Given information ▸

PR #38, opened 2020-04-24
Move curator backend code to a dedicated dir, in preparation for creating a separate /ui/ dir.

axmb:
Two decisions up for discussion, here:

1. Moving this to a new sub-dir of `curator-service/`, in lieu of leaving it and making a new `verification/curator-ui/` dir.
2. Naming the sub-dirs `api/` and `ui/`.

Chose to do (1) because the backend and UI logically constitute what we've been referring to as the "curator-service." Chose (2) because naming is hard and I wasn't feeling creative (I'd also considered `backend` and `server` -- no real preference).

Intentionally not renaming the docker service; if we decide to create a separate image/app for the frontend, we can name it `curator-ui`.


axmb:
> Would any of the config type files be worth keeping out of the api dir? I'm thinking: eslint, prettierrc, jest.config, tslint, etc. I thought those were doing linting, style fixes, etc that would be useful to have on the UI side, but maybe I'm wrong on what those do :)

This is a great idea -- though I'd have to do a bit of research on how to share these. I think there's some level of assumption that these are in the base Node app dir. Let's revisit as we're setting up the ui dir/app.

PR #39, opened 2020-04-24
Completed schemas for sources

attwad:
I can deal with the merge conflict if you want to submit your PR that moves stuff around first, go ahead.


attwad:

verification/curator-service/src/model/source.ts
```diff
@@ -15,17 +15,68 @@ const originSchema = new mongoose.Schema({
...
+        required: 'Enter a field extraction regexp',
+    },
+});
+
+interface Parsing {
+    fields: Array<Field>;
+}
+
+const parsingSchema = new mongoose.Schema({
+    fields: {
```
axmb, line 39: nit: can this just be `fields: [fieldSchema],`?

verification/curator-service/src/model/source.ts
```diff
@@ -15,17 +15,68 @@ const originSchema = new mongoose.Schema({
...
+    active: boolean;
+    scheduleExpression: string;
+    parsing: Parsing;
+}
+
+const automationSchema = new mongoose.Schema({
+    name: {
+        name: {
+            type: String,
+            required: 'Enter an automation rule name',
```
axmb, line 56: Re: required: this is the "name of the image in docker registry" -- what if they're using the `parsing` field, instead?

verification/curator-service/src/model/source.ts
```diff
@@ -15,17 +15,68 @@ const originSchema = new mongoose.Schema({
...
+        },
+        tag: String,
+        active: Boolean,
+        scheduleExpression: String,
```
axmb, line 60: Something to consider down the line:

https://mongoosejs.com/docs/validation.html#custom-validators

verification/curator-service/src/model/source.ts
attwad: indeed, thanks

verification/curator-service/src/model/source.ts
attwad: Yeah I saw that, I'm waiting to see how we want to optionalize/make mandatory various manual vs automatic configs before adding more validation.
I left a TODO for a regexp validator like "cron(" or "rate("

PR #41, opened 2020-04-24
use regexps in query id params

attwad:
This avoids doing a mongo fetch when an ID is invalid.
Our tests were already checking that we'd return a 404 in that case so nothing changed in tests.

Object IDs are lowercase hexadecimal strings of 24 characters long.
Example: 507f1f77bcf86cd799439011

https://docs.mongodb.com/manual/reference/method/ObjectId/


attwad:

attwad:
the 404 is debatable, if you say you only handle routes that look like X but you get a route that looks like Y, it's okay to throw a 404 imo.

attwad:
I rebased and commits history is a mess... sorry... looks good though so I'll proceed with the merge into master.

PR #42, opened 2020-04-24
add basic model validation tests

attwad:


verification/curator-service/api/src/model/source.ts
```diff
@@ -49,10 +49,7 @@ interface Automation {
 
 const automationSchema = new mongoose.Schema({
     name: {
-        name: {
```
attwad, line 52: removed the required part here as it was a forgotten comment from Alex in a previous PR, now done.

PR #78, opened 2020-05-05
support filtering of notes with regexp

attwad:


data-serving/data-service/src/controllers/case.ts
```diff
@@ -32,14 +32,28 @@ export const list = async (req: Request, res: Response): Promise<void> => {
         res.status(422).json('limit must be > 0');
         return;
     }
+    // Filter query param looks like &filter=notes:work,other_field:foo
+    const filterQuery = String(req.query.filter || '').trim();
+    // Query to mongo looks like { "notes": {$regex: /work/} }
+    // Note: We sould use $text instead of regexp but until we have indexes
```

Task ▸
For this listing, copy out every line that includes the word "automationSchema".

Your solution ▸
+const automationSchema = new mongoose.Schema({
 const automationSchema = new mongoose.Schema({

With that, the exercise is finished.